Qu’est-ce que l’amaurosi congenita di Leber et quelle en est la cause
L’amaurosi congenita di Leber (LCA) est une maladie génétique rare qui touche principalement la rétine, le tissu nerveux interne de l’œil, entraînant la perte de la vision à un jeune âge (réduction grave de l’acuité visuelle ou cécité).
L’amaurosi congenita di Leber est causée par des mutations dans les gènes qui codifient des protéines spécifiques de la rétine : ces mutations, également connues sous le nom de variantes pathogènes, peuvent être héréditaires – transmises des parents aux enfants – ou peuvent survenir aléatoirement lorsque les cellules se divisent ou comme conséquence d’infections virales, de facteurs environnementaux, comme les radiations UV provenant de l’exposition au soleil, ou une combinaison de ces facteurs. À ce jour, plusieurs formes d’amaurosi congenita de Leber (phénotypes de LCA1 à LCA19) ont été identifiées, avec au moins 29 variantes génétiques, représentant environ 70 à 80 % des cas.

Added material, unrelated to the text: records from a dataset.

PR #4328, opened 2022-03-07
Migrate dashboard to grafanalib

francoisferrand:
Issue: CLDSRV-147

### DIFF
--- a/monitoring/dashboard.py
+++ b/monitoring/dashboard.py
@@ -112,7 +112,8 @@ dataDiskStorage = TimeSeries(
 )
 
 
-def http_status_panel(title: str, code: str) -> Stat:
+def http_status_panel(title, code):
+    # type: (str, str) -> Stat
     return Stat(
         title=title,
         dataSource="${DS_PROMETHEUS}",
@@ -187,14 +188,16 @@ httpStatusCodes = TimeSeries(
 )
 
 
-def http_aggregated_request_target(title: str, code: str) -> Target:
+def http_aggregated_request_target(title, code):
+    # type: (str, str) -> Target
     return Target(
         expr='sum(increase(http_requests_total{namespace="${namespace}", job="${job}", code=' + code + "}[$__rate_interval]))",  # noqa: E501
         legendFormat=title,
     )
 
 
-def color_override(name: str, color: str):
+def color_override(name, color):
+    # type: (str, str) -> dict
     return {
         "matcher": {"id": "byName", "options": name},
         "properties": [{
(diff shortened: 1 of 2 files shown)


monitoring/dashboard.py
```diff
@@ -0,0 +1,412 @@
...
+activeRequests = Stat(
+    title="Active requests",
+    dataSource="${DS_PROMETHEUS}",
+    reduceCalc="lastNotNull",
+    targets=[Target(
+        expr='sum(http_active_requests{namespace="${namespace}", job="${job}"})',
+    )],
+    thresholds=[
+        Threshold("green", 0, 0.0),
+        Threshold("red",   1, 80.0),
```
lavigne958: Why 80  as a "red" value ?

monitoring/dashboard.py
```diff
@@ -0,0 +1,412 @@
...
+def average_latency_target(title: str, action: str = "") -> Target:
+    extra = ', action=' + action if action else ""
+    return Target(
+        expr="\n".join([
+            'sum(rate(http_request_duration_seconds_sum{namespace="${namespace}", job="${job}"' + extra + "}[$__rate_interval]))",
+            "   /",
+            'sum(rate(http_request_duration_seconds_count{namespace="${namespace}", job="${job}"' + extra + "}[$__rate_interval]))",
+        ]),
+        legendFormat=title,
+    )
```
lavigne958, line 242: a new line here could help code readability

monitoring/dashboard.py
```diff
@@ -0,0 +1,412 @@
...
+)
+
+def axisPlacement_override(name: str, mode: str):
+    return {
+        "matcher": {"id": "byName", "options": name},
+        "properties": [{
+            "id": "custom.axisPlacement", 
+            "value": mode,
+        }],
+    }
```
lavigne958, line 288: same here a new line could help to read code

monitoring/dashboard.py
francoisferrand: this is same as Vault, just an arbitrary limit I guess
It should generally stay low since it counts "in flight" requests only; but maybe 80 is normal in a loaded system.
Since it just changes the color of the panel, I guess this should be fine anyway : what do you think?

lavigne958 (approved):

jbertran (approved):

monitoring/dashboard.py
```diff
@@ -0,0 +1,452 @@
...
+            ConstantInput(
+                name="namespace",
+                label="namespace",
+                description="Namespace associated with the Zenko instance",
+                value="zenko",
+            ),
+            ConstantInput(
+                name="job",
+                label="job",
+                description="Name of the Vault job, used to filter the Vault "
```
alexanderchan-scality: the description mentions vault. is this correct?

francoisferrand: good catch, thanks!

À l’échelle mondiale, l’amaurosi congenita di Leber se rencontre dans un cas sur 33 000 à 50 000 naissances vivantes et représente 5 % de toutes les dystrophies rétiniennes et 20 % des cas de cécité chez les enfants d’âge scolaire.

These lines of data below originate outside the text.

PR #4350, opened 2022-03-17
Fix data-content overview panels

francoisferrand:
- Remove _local data storage_ panel, which is not relevant
- Use object/bucket count from report-handler
- Show status of report-handler as well as time elapsed since last report
- Show ingestion rate in addition to OOB-ingestion rate
- Use piecharts for _TOP10 buckets with errors_ panels
- Add description to summary panels

Screenshot 2022-03-17 at 15 46 40
Screenshot 2022-03-17 at 09 38 27

Issue: CLDSRV-149

### DIFF
--- a/monitoring/dashboard.json
+++ b/monitoring/dashboard.json
@@ -286,7 +286,7 @@
             "targets": [
                 {
                     "exemplar": true,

Quels sont les symptômes de l’amaurosi congenita di Leber
Les symptômes de l’amaurosi congenita di Leber se caractérisent par une grave perte de vision à un âge précoce. Les signes de la maladie commencent généralement à se manifester dans les premiers mois de la vie, bien que l’âge de début et l’intensité puissent varier d’une personne à l’autre en fonction de la cause génétique de la maladie. La déficience visuelle est généralement présente à la naissance ; dans un tiers des cas, les personnes atteintes d’amaurosi congenita di Leber n’ont pas de perception de la lumière.

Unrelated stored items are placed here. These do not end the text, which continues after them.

PR #6235, opened 2026-07-23
Enforce microVersionId conflicts at the metadata write level

maeldonn:
The JS pre-checks in putMetadata are not atomic: two concurrent CRR writes can
both pass them and let a stale revision overwrite a newer one. This attaches a
conditional put ($gt on microVersionId) so the write itself rejects stale
revisions with PreconditionFailed, mapped to the same conflict response as the
pre-checks. Enabled only on backends supporting conditional puts (mongodb).

Issue: CLDSRV-952

### DIFF
--- a/lib/routes/routeBackbeat.js
+++ b/lib/routes/routeBackbeat.js
@@ -587,6 +587,9 @@ function putMetadata(request, response, bucketInfo, objMd, log, callback) {
     // Note: '' is falsy so the presence check must be !== undefined, not truthy.
     const hasMicroVersionId = encodedMicroVersionId !== undefined;
     let incomingMicroVersionId = null;
+    const options = {
+        overheadField: constants.overheadField,
+    };
     if (hasMicroVersionId && objMd) {
         // '' means source has no microVersionId, treated as older revision
         incomingMicroVersionId = encodedMicroVersionId === '' ? null : decode(encodedMicroVersionId);
@@ -639,6 +642,13 @@ function putMetadata(request, response, bucketInfo, objMd, log, callback) {
                 conflictErr.message,
                 conflictErr.mvId,
             );
+        }
+
+        // Atomic counterpart of the JS pre-checks above, performed at database level.
+        if (incomingMicroVersionId !== null) {
+            options.conditions = {
+                $or: [{ microVersionId: { $exists: false } }, { microVersionId: { $gt: incomingMicroVersionId } }],
+            };
         }
     }
 
@@ -790,10 +800,6 @@ function putMetadata(request, response, bucketInfo, objMd, log, callback) {
             versioning = omVal.replicationInfo.isReplica;
             omVal.replicationInfo.isNFS = !omVal.replicationInfo.isReplica;
         }
-
-        const options = {
-            overheadField: constants.overheadField,
-        };
 
         // NOTE: When 'versioning' is set to true and no 'versionId' is specified,
         // it results in the creation of a "new" version, which also updates the master.
@@ -1045,7 +1051,23 @@ function putMetadata(request, response, bucketInfo, objMd, log, callback) {
                     });
                 },
             ],
-            callback,
+            (err, results) => {
+                if (err?.is?.PreconditionFailed && mongoOptions.conditions) {
+                    log.debug('putMetadata: write rejected, incoming microVersionId is not newer than stored', {
+                        method: 'putMetadata',
+                        bucketName,
+                        objectKey,
+                    });
+                    request.resume();
+                    return _respondWithHeaderCrrConflict(
+                        response, log, callback,
+                        StaleMicroVersionIdException.name,
+                        'incoming revision is not newer than stored',
+                        objMd?.microVersionId,
+                    );
+                }
+                return callback(err, results);
+            },
         );
     });
 }
--- a/lib/routes/routeBackbeat.js
+++ b/lib/routes/routeBackbeat.js
@@ -587,7 +587,7 @@ function putMetadata(request, response, bucketInfo, objMd, log, callback) {
     // Note: '' is falsy so the presence check must be !== undefined, not truthy.
     const hasMicroVersionId = encodedMicroVersionId !== undefined;
     let incomingMicroVersionId = null;
-    const options = {
+    const metadataOptions = {
         overheadField: constants.overheadField,
     };
     if (hasMicroVersionId && objMd) {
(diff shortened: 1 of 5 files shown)


package.json
```diff
@@ -35,7 +35,7 @@
         "@opentelemetry/instrumentation-ioredis": "~0.64.0",
         "@opentelemetry/instrumentation-mongodb": "~0.69.0",
         "@smithy/node-http-handler": "^3.0.0",
-        "arsenal": "git+https://github.com/scality/arsenal#8.5.6",
+        "arsenal": "git+https://github.com/scality/arsenal#fa9abec316dc0a48b9511eec5b41f7b9a626d5f4",
```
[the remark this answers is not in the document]
maeldonn: Not yet released, will be updated before merge.

lib/routes/routeBackbeat.js
```diff
@@ -1067,7 +1072,23 @@ function putMetadata(request, response, bucketInfo, objMd, log, callback) {
                     });
                 },
             ],
-            callback,
+            (err, results) => {
+                if (err?.is?.PreconditionFailed) {
+                    log.debug('putMetadata: write rejected, stored microVersionId is not newer than incoming', {
```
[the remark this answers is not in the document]
maeldonn: Updated.

package.json
benzekrimaha: reminder to point to the released arsenal tag containing ARSN-619 before merging (`/after_pull_request` on scality/Arsenal#2678 if needed).

lib/routes/routeBackbeat.js
```diff
@@ -814,6 +814,11 @@ function putMetadata(request, response, bucketInfo, objMd, log, callback) {
             overheadField: constants.overheadField,
         };
 
+        // atomic counterpart of the pre-checks above ($gt cannot match a missing microVersionId)
+        if (incomingMicroVersionId !== null && objMd?.microVersionId && metadata.supportsConditionalPutObjectMD?.()) {
+            options.conditions = { microVersionId: { $gt: incomingMicroVersionId } };
```
benzekrimaha: could the condition also cover the missing-field case, e.g. `$or: [{ microVersionId: { $exists: false } }, { microVersionId: { $gt: … } }]`? otherwise this window stays unprotected , if `translateConditions` cannot express it, worth mentionning in the comment.

benzekrimaha (changes requested):
Logic LGTM.

benzekrimaha (approved):

lib/routes/routeBackbeat.js
SylvainSenechal: Yeah, known limitation, I will rediscuss with Maël next week, but yeah we would need to update arsenal with some more logic to deal with $exist, $or which may be more ocmplex

package.json
```diff
@@ -35,7 +35,7 @@
         "@opentelemetry/instrumentation-ioredis": "~0.64.0",
         "@opentelemetry/instrumentation-mongodb": "~0.69.0",
         "@smithy/node-http-handler": "^3.0.0",
-        "arsenal": "git+https://github.com/scality/arsenal#8.5.12",
+        "arsenal": "git+https://github.com/scality/arsenal#6675ce3895cb779b0d07756a373762c82ff5e335",
```
SylvainSenechal: todo

lib/routes/routeBackbeat.js
```diff
@@ -1064,7 +1070,25 @@ function putMetadata(request, response, bucketInfo, objMd, log, callback) {
                     });
                 },
             ],
-            callback,
+            (err, results) => {
+                if (err?.is?.PreconditionFailed) {
```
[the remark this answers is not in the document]
SylvainSenechal: fair enough 🧐

delthas (approved):
nit: Can you squash your 2 last commits into the main Mael commit? So that we get proper atomic commits in history.

lib/routes/routeBackbeat.js
```diff
@@ -606,6 +606,9 @@ function putMetadata(request, response, bucketInfo, objMd, log, callback) {
     // Note: '' is falsy so the presence check must be !== undefined, not truthy.
     const hasMicroVersionId = encodedMicroVersionId !== undefined;
     let incomingMicroVersionId = null;
+    const mongoOptions = {
```
francoisferrand: this cannot be **mongo**Options : as the backend can be mongo or metadata (or memory) → `mdOptions` or `metadataOptions` maybe ?

lib/routes/routeBackbeat.js
```diff
@@ -659,6 +662,13 @@ function putMetadata(request, response, bucketInfo, objMd, log, callback) {
                 conflictErr.mvId,
             );
         }
+
+        // Atomic counterpart of the JS pre-checks above, performed at database level.
+        // Only effective when the stored revision already carries a
+        // microVersionId, need $exists and $or implementation on Arsenal for the rest
```
francoisferrand: should be implemented first, so we fix once in cloudserver?

SylvainSenechal: Yes, added in arsenal

SylvainSenechal:
will rerun prettier later

SylvainSenechal:
@francoisferrand its approved but you can retake a look if you want, most of the logic is happening in arsenal anyways

lib/routes/routeBackbeat.js
```diff
@@ -791,25 +801,21 @@ function putMetadata(request, response, bucketInfo, objMd, log, callback) {
             omVal.replicationInfo.isNFS = !omVal.replicationInfo.isReplica;
         }
```
francoisferrand, line 803: nit: could we not have kept `options` _**here**_?

less changes, more locality... and either way we need to "share" a variable from the main function to the continuation callback, so moving does not really help...

```
		const options = {
            overheadField: constants.overheadField,
        };

		// Atomic counterpart of the JS pre-checks above, performed at database level.
        if (incomingMicroVersionId !== null) {
            options.conditions = {
                $or: [{ microVersionId: { $exists: false } }, { microVersionId: { $gt: incomingMicroVersionId } }],
            };
        }
```

francoisferrand (approved):

lib/routes/routeBackbeat.js
SylvainSenechal: its a bit weird to have re add an isolated 
if (incomingMicroVersionId !== null) 
later in the code when we already have it at the top of the function 🤔

SylvainSenechal (approved):

lib/routes/routeBackbeat.js
francoisferrand: to me feels to me much weirder (and harder to read) to spread the construction of the options...
`incomingMicroVersionId` is kind of like a parameter, so no problem using it throughout the function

Les sintomi di amaurosi congenita di Leber peuvent inclure :
- grave comprometissement de la vision
- réponse pupillaire lente
- mouvement oculaire erroné
- photophobie
- hypermétropie marquée
- nystagmus
- strabisme convergent
- kératocône
Comment se soigne l’amaurosi congenita di Leber
À ce jour, il n’existe pas de traitement pour l’amaurosi congenita di Leber. Le traitement consiste à gérer les symptômes et inclut la correction de l’erreur de réfraction et l’utilisation d’aides visuelles. Plusieurs études cliniques sont actuellement en cours, visant à traiter des mutations spécifiques par thérapie génique ou intégration de photopigments.